The Sign of the Covenant between Abraham and God

The sign of the covenant with the patriarch Abraham was circumcision (of males, of course). And all who would come under his family, either by marriage or by adoption, would have to adhere to this sign. All the Israelites when the Laws were given to Moses were undoubtedly circumcised and all who were not, or those who wanted to be adopted into Judaism, would have to be circumcised.

What does Paul have to say on this matter? Let us turn our attention to Romans Chapter 2. Verses 25-27 clearly states what Paul thought about circumcision: “Circumcision has value if you observe the law, but if you break the law, you have become as though you had not been circumcised. If those who are not circumcised keep the law’s requirements, will they not be regarded as though they were circumcised? The one who is not circumcised physically and yet obeys the law will condemn you who, even though you have the written code and circumcision, are a law breaker.”
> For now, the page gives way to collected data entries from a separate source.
Issue #270, opened 2015-12-21
Binding should expose an `observable` decorator


PWKad:
Should be a subset of the `bindable` functionality that can be used on any class instance field -

```language-javascript
import {observable} from 'aurelia-binding';

export class MyViewModel {
  user;
  constructor() {
    this.user = new User();
  }
}

class User {
  @observable name = '';
  nameChanged(newValue) {
    console.log(newValue);
  }
}
```

jdanyow:
I like this idea! 

[...]

PR #327, opened 2016-02-28
feat(decorator-observable): add observable property decorator

Scapal:
Implement #270

### DIFF
--- a/build/tasks/build.js
+++ b/build/tasks/build.js
@@ -46,7 +46,8 @@ gulp.task('build-index', function(){
     'listener-expression.js',
     'name-expression.js',
     'binding-engine.js',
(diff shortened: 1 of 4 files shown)


jdanyow:
:muscle: thanks @Scapal!  Can you confirm this works in the typescript skeleton? I did a quick test in the [typescript playground](http://www.typescriptlang.org/Playground) and it didn't look like it was working in TS.

@EisenbergEffect CLA check

Scapal:
@jdanyow now it works in the typescript skeleton (and still works using Babel)

jdanyow:
@Scapal thanks!

glen-84:
Is there anything similar for observing changes to array elements?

Clearly, Paul is stating that one who is under the covenant by physical circumcision can break the law, but even those who do not can still observe the law. To be under the law would mean to practice the observance of the Sabbath, worshiping God, et cetera. If you observe the law, it would be a necessity of all males to be circumcised. In this clever wording, Paul seeks to do away with a practice even Jesus observed, as found in Luke Chapter 2, Verse 21: “On the eight day, when it was time to circumcise him, he was named Jesus, the name the angel had given him before he had been conceived.”
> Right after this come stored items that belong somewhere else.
PR #329, opened 2016-03-01
feat(BindingEngine): option controlling AccessMember assign behavior

### LINKED ISSUE #205: Consider adding an option to control AccessMember's automatic object creation
`AccessMember` [automatically creates an object](https://github.com/aurelia/binding/blob/0.10.2/src/ast.js#L189) when assigning a value to a property on an object that doesn't exist.

[Some people love this behavior](https://github.com/aurelia/binding/issues/129).  [Other people don't like it](https://github.com/aurelia/binding/issues/204).

Maybe we can make the behavior configurable?

cc @EisenbergEffect, @danfma

jdanyow:
fixes #205

### DIFF
--- a/src/ast.js
+++ b/src/ast.js
@@ -1,4 +1,5 @@
 import {getContextFor} from './scope';
+import {options} from './options';
 
 export class Expression {
   constructor(){
@@ -249,7 +250,7 @@ export class AccessScope extends Expression {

The tradition of circumcision is much more than a mere tradition. It was a sign of a covenant between the patriarch Abraham and all of his descendants with the Lord God Almighty. Genesis Chapter 17, Verses 10-14 states the conditions of this covenant as stated by God to Abraham: “This is my covenant with you and your descendants after you, the covenant you are to keep: Every male among you shall be circumcised. You are to undergo circumcision, and it will be a sign of the covenant between me and you. For the generations to come every male among you who is eight days old must be circumcised, including those born in your household or those bought with money from a foreigner- those who are not your offspring. Whether born in your household or bought with your money, they must be circumcised. My covenant in your flesh is to be an everlasting covenant. Any uncircumcised male, who has not been circumcised in the flesh, will be cut off from his people; he has broken my covenant.”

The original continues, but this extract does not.